The tone is beginning to change. Until recently, the trade war between Washington and Beijing did not really worry economists. The majority was expecting that an agreement would be reached at some point. The American (and to a greater extent, Western) demands were, on the whole, legitimate: access to the Chinese market for businesses, respect for intellectual property rights, the end of forced technology transfers. No, China was not going to risk undermining its growth and seeing its unemployment rate climb by opposing the Trump administration head-on. The threat of riots was too great. As for the United States, it needed to soften its position a little and take a step toward Beijing. It was not in its interest to break global trade with protectionist measures and foster a recession. That’s the theory, anyway.

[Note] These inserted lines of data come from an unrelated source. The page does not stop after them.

PR #88, opened 2019-01-18
Parallelize the payload execution

smarterclayton:
Parallelize payload execution using two simple rules:

1. a Job in the payload acts as a serialization barrier (all previous work must complete)
2. two manifests can be run in parallel if:
   a. The name of the manifest matches `0000_<NUMBER>_<COMPONENT>_*`
   b. The number matches
   c. The component does not match

We'd build a graph, then greedily execute sync tasks, starting a node when all prerequisites are satisfied.  We never run manifests in parallel under the same `0000_<NUMBER>_<COMPONENT>` prefix.

The first few rules cut us to about ~120 sequential tasks, instead of 227.

### DIFF
--- a/pkg/cvo/sync_test.go
+++ b/pkg/cvo/sync_test.go
@@ -10,7 +10,6 @@ import (
 
 	"github.com/davecgh/go-spew/spew"
 
-	apierrors "k8s.io/apimachinery/pkg/api/errors"
 	"k8s.io/apimachinery/pkg/api/meta"
 	metav1 "k8s.io/apimachinery/pkg/apis/meta/v1"
 	"k8s.io/apimachinery/pkg/apis/meta/v1/unstructured"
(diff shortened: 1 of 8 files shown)


smarterclayton:
First run... I'm so excited!  Excited = excited to see the flaming pile of rubble after the CVO melts an apiserver.

pkg/cvo/sync_worker.go
```diff
@@ -431,47 +445,56 @@ func (w *SyncWorker) apply(ctx context.Context, payloadUpdate *payload.Update, w
...
+			glog.V(4).Infof("Running sync for %s", task)
+			glog.V(5).Infof("Manifest: %s", string(task.Manifest.Raw))
 
-		ov, ok := getOverrideForManifest(work.Overrides, task.Manifest)
-		if ok && ov.Unmanaged {
-			glog.V(4).Infof("Skipping %s as unmanaged", task)
-			continue
-		}
+			if contextIsCancelled(ctx) {
+				err := fmt.Errorf("update was cancelled at %d/%d", i, len(tasks))
```
smarterclayton: wrong, must fix

smarterclayton:
github/prow/openshift you suck

/test all

smarterclayton:
/assign @abhinavdahiya 

This is ready for review.  Especially the run tests.  I've done a number of long -count runs on the graph traversal, but I'm sure there are tests missing.

pkg/cvo/sync_test.go
```diff
@@ -8,10 +8,10 @@ import (
 	"strings"
 	"testing"
 
+	"k8s.io/apimachinery/pkg/api/meta"
```
abhinavdahiya: nit: moved import..

pkg/cvo/sync_worker.go
```diff
@@ -431,47 +441,42 @@ func (w *SyncWorker) apply(ctx context.Context, payloadUpdate *payload.Update, w
...
-		glog.V(4).Infof("Done syncing for %s", task)
+		return nil
+	})
+	if err != nil {
+		cr.Error(err)
+		return err
 	}
 
-	setAppliedAndPending(version, total, done)
 	work.Completed++
```
abhinavdahiya: why are we tracking completed in both `work` and `consistentReporter` ?

pkg/payload/task_graph.go
```diff
@@ -0,0 +1,521 @@
...
+// all groups with common XX and different yy-yy-yy may be executed in parallel (0000_99_cluster-monitoring-operator and 0000_99_cluster-samples-operator)
+// within a group:
+//   - all executable or unrecognized types form synchronization barriers (ClusterOperator, Deployment, Pod are all sync barriers)
+//   - all other types may be greedily created (Namespace, RoleBinding, Service, Route)
+// all jobs are global synchronization barriers
+//
+
+// SplitOnJobs enforces the rule that any Job in the payload prevents reordering or parallelism (either before or after)
+func SplitOnJobs(task *Task) bool {
+	return task.Manifest.GVK == schema.GroupVersionKind{Kind: "Job", Version: "v1", Group: "batch"}
```
abhinavdahiya: `k8s.io/api/batch/v1.SchemeGroupVersion.WithKind("Job")`

pkg/payload/task_graph.go
```diff
@@ -0,0 +1,521 @@
...
+}
+
+var reMatchPattern = regexp.MustCompile(`^0000_(\d+)_([a-zA-Z0-9+]+(-[a-zA-Z0-9+]+)*?)_`)
```
abhinavdahiya: why is `+` allowed in `[a-zA-Z0-9+]` ?

pkg/payload/task_graph.go
```diff
@@ -0,0 +1,521 @@
...
+
+	var buckets [][]*TaskNode
+	var lastNode *TaskNode
+	for i := 0; i < count; {
+		match := matches[i]
+		j := i + 1
+		var groups []*TaskNode
+		for ; j < count; j++ {
+			next := matches[j]
+			if match == nil || next == nil || match[1] != next[1] {
```
abhinavdahiya: nit: constants like `NN := 0` `NAME := 1` should help readability.

pkg/payload/task_graph.go
```diff
@@ -0,0 +1,521 @@
...
+//
+
+// SplitOnJobs enforces the rule that any Job in the payload prevents reordering or parallelism (either before or after)
+func SplitOnJobs(task *Task) bool {
+	return task.Manifest.GVK == schema.GroupVersionKind{Kind: "Job", Version: "v1", Group: "batch"}
+}
+
+var reMatchPattern = regexp.MustCompile(`^0000_(\d+)_([a-zA-Z0-9+]+(-[a-zA-Z0-9+]+)*?)_`)
+
+// ByNumberAndComponent creates parallelization for tasks whose original filenames are of the form
```
abhinavdahiya: nit: we need the tasks to be sorted for this, right?

pkg/payload/task_graph.go
```diff
@@ -0,0 +1,521 @@
...
+	// sends them to workCh. It uses completeCh to know that a previously dispatched item is complete.
+	completeCh := make(chan taskStatus, maxParallelism)
+	defer close(completeCh)
+
+	workCh := make(chan runTasks, maxParallelism)
+	go func() {
+		defer close(workCh)
+
+		// visited tracks nodes we have not sent (0), are currently
+		// waiting for completion (1), or have completed (2)
```
abhinavdahiya: `or have completed (2,3)`

pkg/payload/task_graph.go
```diff
@@ -0,0 +1,521 @@
...
+				visited[finished.index] = nodeFailed
+			}
+			remaining--
+			inflight--
+		}
+
+		// take everything remaining and process in order
+		var unreachable []*Task
+		for i := 0; i < len(visited); i++ {
+			if visited[i] == 0 && canVisit(graph.Nodes[i]) {
```
abhinavdahiya: nit: use `nodeNotVisited`

pkg/cvo/sync_worker.go
smarterclayton: One is updating the status we send back to the main CVO loop (via reporter), one is used internally by the sync_worker to report for the next generation.  I moved this line up to where it belongs, in Start()

pkg/payload/task_graph.go
smarterclayton: I'd prefer not to take the dependency on the actual types when this is a constant that can never change anyway.

pkg/payload/task_graph.go
smarterclayton: him, this was a typo

pkg/payload/task_graph.go
smarterclayton: Yes, I can comment.  If they aren't sorted (perhaps because an earlier step decided the order was incorrect based on characteristics of the workload) then we would not parallelize those steps.

smarterclayton:
responded or fixed everything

Economists are beginning to consider something else. A latent economic war is underway between the United States and Beijing, and a solution will take a long time. Why? China has its own economic agenda and value system. It wants to cut loose and become a solidly middle class country. It’s moving at its own pace. On the other hand, the American drive to contain China in the battle for world leadership is real. A China that wants to cozy up to the rest of the world with the Belt and Road Initiative. A China that also has its eyes on Africa. That goes beyond simple economics.
One element is symptomatic. The presidential election is coming up, but the United States remains totally inflexible. The stages of negotiation have added up with nothing to show, at the risk of plunging the American economy, which has been doing rather well, into the red. President Trump’s inner circle, dominated by the anti-Chinese Peter Navarro, is symptomatic of this new order. In effect, Washington is at war. Nothing more, nothing less.